# [TRY IT]
Looking at the data below, report how many lines contain "deployment", with no other words.

# [Stored items]
__________________________________________________

PR #1933, opened 2020-05-28
Add id column for all SFA db objects

jgrund:
We have an (eventual) requirement to be able to monitor n SFA appliances at once. In order to do this, we need to have a composite primary key for most SFA objects of the `index` and `storage_system`. Unfortunately, Django does not allow for composite primary or foreign keys even though it's doable in Postgres.

Long term we should move our migrations out of Django and use diesel instead (which allows you to embed migrations into a binary) but for now we'll keep using the Django migrations and add an `unique_together` constraint for `index` and `storage_system` and drop the fk constraints for index on tables.

Additionally, there is a bug where a changed row will appear in both the `Upserts` and `Deletions` of get_changes. We need to have a key fn to determine if something actually belongs in the Deletions. 

Add an `Identifiable` trait that will uniquely id a record so it can be removed from `Deletions` if it's actually a change.

Finally, split out the SFA objects to their own modules within the iml-orm crate for better maintainability.

---
This change is [Reviewable](https://reviewable.io/reviews/whamcloud/integrated-manager-for-lustre/1933)


iml-orm/src/lib.rs
```diff
@@ -167,6 +167,12 @@ mod change {
         iter::FromIterator,
     };
 
+    pub trait Identifiable {
+        type Id: Eq + Ord;
```
nlinker, line 171: Maybe require `Debug` as well?

jgrund: I'm only adding the required traits for now. We don't use `Debug` or `Hash` when calling `Identifiable` below. If we end up needing them later we can change this restriction at the same time.

jgrund:
___
*[iml-sfa/src/main.rs, line 9 at r1](https://reviewable.io/reviews/whamcloud/integrated-manager-for-lustre/1933#-M8VGwYk-QvE7yTf9bHZ:-M8VltjTEYn7PXa2Imog:b-nqdx8e) ([raw file](https://github.com/whamcloud/integrated-manager-for-lustre/blob/ddaa41465748816327dee06b026905ffe23d8b43/iml-sfa/src/main.rs#L9)):*

Should we rename all of these to not include `Sfa` prefix since all of them are in `sfa` module?
</blockquote></details>

These names mirror the XML elements they are pulled from.

iml-sfa/src/main.rs
```diff
@@ -66,83 +73,228 @@ async fn main() -> Result<(), ImlSfaError> {
 
         let fut3 = client.fetch_sfa_disk_drives(endpoints[0][0].clone());
 
-        let (new_enclosures, x, new_drives) = future::try_join3(fut1, fut2, fut3).await?;
+        let fut4 = client.fetch_sfa_jobs(endpoints[0][0].clone());
+
+        let fut5 = client.fetch_sfa_power_supply(endpoints[0][0].clone());
+
+        let (new_enclosures, x, new_drives, new_jobs, new_power_supplies) =
```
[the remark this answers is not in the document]
jgrund: That was due to the futures trying to read from postgres at the same time. In this case we are reading from an HTTP API.

PR #1934, opened 2020-05-29
Use Single-step server deployment

jgrund:
We currently use three phases to deploy a server

1. Preflight checks
2. Agent deployment
3. Setting profile

The only reason to have three steps is to validate profiles after
deploying the agent.

Instead, we can move the profile validation into the preflight check.

This will allow us to combine steps two and three.

---
This change is [Reviewable](https://reviewable.io/reviews/whamcloud/integrated-manager-for-lustre/1934)


jgrund:
Agent deployment gets rolled into overall profile deployment:

Screen Shot 2020-05-29 at 6 03 06 PM

PR #1963, opened 2020-06-11
Update footer and change "support" to "help"

johnsonw:
- Add exascaler_version to settings and conf
- Display appropriate branding and version in footer

---
This change is [Reviewable](https://reviewable.io/reviews/whamcloud/integrated-manager-for-lustre/1963)


johnsonw:
RPM Setup:
image

iml-manager-env/src/lib.rs
```diff
@@ -86,6 +86,11 @@ pub fn get_version() -> String {
     get_var("VERSION")
 }
 
+/// Get exascaler version
+pub fn get_exascaler_version() -> String {
+    get_var("EXASCALER_VERSION")
```
jgrund, line 91: This won't be guaranteed to be there, so this needs to return an option

johnsonw:
Do not include exa version in print settings if it is none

__________________________________________________

# [EXERCISE ANSWER]
3